The purpose of the EncryptedSchemaField would then be;

aaam1t commented 1 year ago

Ah ok, this is becoming much clearer now - that seems quite logical.

To clarify, each Entry would hold a set of values, each aligning with a particular SchemaField/EncryptedSchemaField, which would be responsible for validating each value, instead of using the Marshmallow schema for validation. The schema would be able to validate that an Entry adheres to schema-specific rules (i.e. required fields and whatnot). I assume since Schema.process_values will handle dump()-ing, SchemaField/EncryptedSchemaField would be used to simply pull the value from, where SchemaField will return the value as-is and EncryptedSchemaField would return the value encrypted.

At least this makes sense to me, and I imagine it should be fairly simple to implement (lol).

broadstack-au commented 1 year ago

At least this makes sense to me, and I imagine it should be fairly simple to implement (lol).

Hahaha... now you've doomed yourself 😄

Next steps - now that you have a better idea of the what and how, can you write it up here in plain english as a set of steps that you'd follow to implement it as if it was a test like this?

Something along the lines of this (but with more words / steps / specificity / etc)

 # add field to <model> to store <key thingy>
 # tell the field it's holding "email, encrypted"
 # check validation
 # perform serialisation and make sure we get encrypted value
 # ...etc
aaam1t commented 1 year ago

Hahaha... now you've doomed yourself 😄

😬

Apologies for the delays, uni's back in full swing again so I've been a bit preoccupied - anyways here's the implementation plan:

schema.py:

# import cryptography, rsa
# add encrypted flag to SchemaField
# add variable to hold encrypted value
# add method to SchemaField produce ciphertext from _value using public key upon initialisation/set if encrypted == true
# add step in initialisation to check if value is encrypted (is b64encoded?) --> set encryptedvalue variable
# modify export to return encrypted value if encrypted == true
# for each value in the dict set the value of respective field and export to get data to be serialised (encrypted will return ciphertext)
# collate the exported values into a new dict
# use the Marshmallow schema to serialise the new dict

test:

# create persons schema
# add field for name
# add field field for email with encrypted=true
# create persons table and add persons schema - not necessarily needed for this test but we'll do it anyway for completeness

# create a person entry with invalid name and email
# validate the entry vales
# check the two errors are present after validation

# modify entry to have valid values
# validate entry values again
# check there are no errors after validation

# process the person entry (Schema.process_values() - will serialise)
# check email field contains ciphertext and not plain-text email
# load the serialised data from earlier into a SchemaField object
# verify the encryptedvalue variable contains the encrypted ciphertext
broadstack-au commented 1 year ago
  • (haven't decided exactly how the public key will be stored - maybe just add a field to Schema? idk)
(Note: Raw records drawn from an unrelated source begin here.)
PR #4006, opened 2026-07-10
ci(multitable): wire HistoryBatchChangesList + 3 real-mount history-center specs into web-guard (L1c)

zensgit:
**CI/test wiring only — zero product code.** R9 audit residual **L1c** (new finding, previously unrecorded).

### Problem
`apps/web/src/multitable/components/HistoryBatchChangesList.vue` is the shared renderer for the Global History Center's per-batch change lists (imported by HistoryCenterModal for BOTH the pinned-deeplink banner and normal detail), but:
- it appears in **no** path-filter trigger of `multitable-web-guard.yml`;
- its only real behavioral coverage — `multitable-history-center-inline-diff`, `multitable-history-center-ai-shortcut-label`, `multitable-history-center-pinned-batch-deeplink` (all mount the real component tree via HistoryCenterModal) — ran in **no CI gate at all** (not the guard, not the required web-tests script).

A PR touching only HistoryBatchChangesList.vue previously triggered no web-guard and ran no specs.

### Fix (mirrors the R5c ResetConfirmDialog precedent)
- Path filters: component + 3 spec files added to **both** duplicate blocks.
- Guard job vitest filter: +3 spec-name substrings.
- `apps/web/scripts/run-required-web-tests.sh` (hand-kept filter): +3 substrings, alphabetical position preserved.

### Verification
- Local full guard command: **59 files / 821 tests passed** (previously 56/810 without the 3 specs).
- YAML parse-validated.

### Not covered
- These specs still run in non-required guards only (house convention: required `test(20.x)` only builds apps/web); no required-check change here.
- Lane provenance: implemented by the Sonnet impl lane, verified green locally, landed by the main session after the lane was killed by a session limit (work was complete; only commit/push/PR remained).


zensgit:
**Owner P1 fixed**: `multitable-workbench-history-field-scope-wiring` (the real-workbench security golden for #4007/#4018) is now wired into BOTH duplicate path-filter blocks + the guard's vitest filter + `run-required-web-tests.sh`.

Landing-order safety (this PR merges before #4007 lands the spec file): verified in this worktree (spec absent, as on main today) that vitest tolerates an unmatched positional filter while others match — probe run 8/8 green, exit 0. The filter becomes live automatically when #4007 lands.

PR #4007, opened 2026-07-10
fix(multitable): History Center field list uses RBAC-scoped fields (field-NAME leak)

zensgit:
**One-line prop swap + real-mount regression spec.** R9 UX-parity audit finding (g).

### Problem
`MultitableWorkbench.vue` fed HistoryCenterModal's `fields` prop from `propertyVisibleGridFields` (property-hidden filtering only). A field the actor is **field_permissions-denied** on (but not property-hidden) still had its **name** enumerated in the History Center's field-filter `<select>` and used for diff labels. The backend already withholds that field's values/counts (LOCK-3, history-projection masking) — the option label itself was a pure FE-side name leak. The sibling TrashModal, wired three lines above, already uses the RBAC-aware `scopedAllFields`.

### Fix
Swap the prop to `scopedAllFields` (same pattern as TrashModal). One line.

### Verification
- New spec `multitable-workbench-history-field-scope-wiring.spec.ts` mounts the **real** workbench + real HistoryCenterModal/HistoryBatchChangesList (heavy siblings stubbed, same pattern as the permission-wiring spec): with `fld_2` denied via fieldPermissions, its name is absent from the filter options while a normal field's name is present.
- **Mutation-verified**: reverting the prop swap → spec red on exactly `expected [...] to not include 'SecretSalary'`.
- `vue-tsc` clean; spec green.

### Not covered
- In all-tables mode, batches from NON-active sheets have no field list threaded in at all (labels fall back to field ids) — pre-existing, unchanged, recorded in the R9 audit as a separate candidate.
- Denied fields appearing inside a batch's `changedFieldIds` now render as id-fallback (no name) — the values were already masked server-side.
- Lane provenance: implemented by the Sonnet FE lane (killed by session limit before running tests); main session completed the spec's missing mocks (presence/sheet-realtime/comments members), mutation-verified, and landed.

### DIFF
--- a/apps/web/src/multitable/views/MultitableWorkbench.vue
+++ b/apps/web/src/multitable/views/MultitableWorkbench.vue
@@ -534,7 +534,7 @@
       :open="showHistory"
       :base-id="activeBaseId || ''"
       :sheet-id="workbench.activeSheetId.value"
-      :fields="propertyVisibleGridFields"
+      :fields="scopedAllFields"
       :initial-batch-id="historyDeepLinkBatchId"
       @close="closeHistory"
     />
--- a/apps/web/src/multitable/views/MultitableWorkbench.vue
+++ b/apps/web/src/multitable/views/MultitableWorkbench.vue
@@ -534,7 +534,7 @@
       :open="showHistory"
       :base-id="activeBaseId || ''"
       :sheet-id="workbench.activeSheetId.value"
-      :fields="scopedAllFields"
+      :fields="historyVisibleFields"
       :initial-batch-id="historyDeepLinkBatchId"
       @close="closeHistory"
     />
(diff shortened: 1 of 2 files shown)


zensgit:
**Owner P1 fixed (layer-2 ∩ layer-3) + amended into this PR.**

- `historyVisibleFields = filterPropertyVisibleFields(scopedAllFields)` — BOTH visibility layers now filter the History field list (the original swap to RBAC-only `scopedAllFields` re-leaked property-hidden names, exactly as the owner's deep review found).
- Spec extended with the property-hidden case (`fld_3 HiddenNotes`, `property.hidden: true`) alongside the RBAC-denied case; header comment rewritten to describe the two-layer model.
- **Mutation-verified both directions**: `scopedAllFields` alone → red on exactly `not include 'HiddenNotes'`; `propertyVisibleGridFields` alone → red on exactly `not include 'SecretSalary'`; intersection → green.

Probably a combo of table and schema. The table works to corral the entries into an organised structure, the schema provides the structure for the entry. Tables can have more than one schema linked in, as can entries.
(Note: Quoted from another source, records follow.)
PR #4009, opened 2026-07-10
test(dingtalk): fault-inject ledger mark-failed write to prove deliveryStuckPending surfaces (#3900 P2)

zensgit:
## What / why

#3900 P2 recipe: the DT-HARDEN-06 guard in `automation-executor.ts`'s
`executeSendDingTalkApprovalCard` catch block — surfacing
`deliveryStuckPending`/`deliveryLedgerError` in the returned step output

So, based on your example, maybe this would work...

table.encryption = {
    type: "rsa", key: "blahblahpublickeyblahblah"}
}
table.schemas = [
  Schema(fields: [{
    name: "PII",
    encrypted: true
  }])
]

...then...

entry: Entry = table.new_entry() # helper func so the entry conforms to table and doesn't need individual schema defs
entry.values = {
  "PII": "This is my address"
}
table.process_entry(entry)

and the table can push its key into the schema for encryption purposes, so that

class Table:
...
  def process_entry(entry: Entry):
    _merged_schema = self.get_merged_schemata()
    _merged_schema.validate(entry.values)
    _merged_schema.process_values(entry.values) # magic happens here

results in entry.values['pii'] being encrypted by the field or schema - tbd.

That would keep it flexible enough that the implementor could keep the key in table, and/or use it directly with the schema.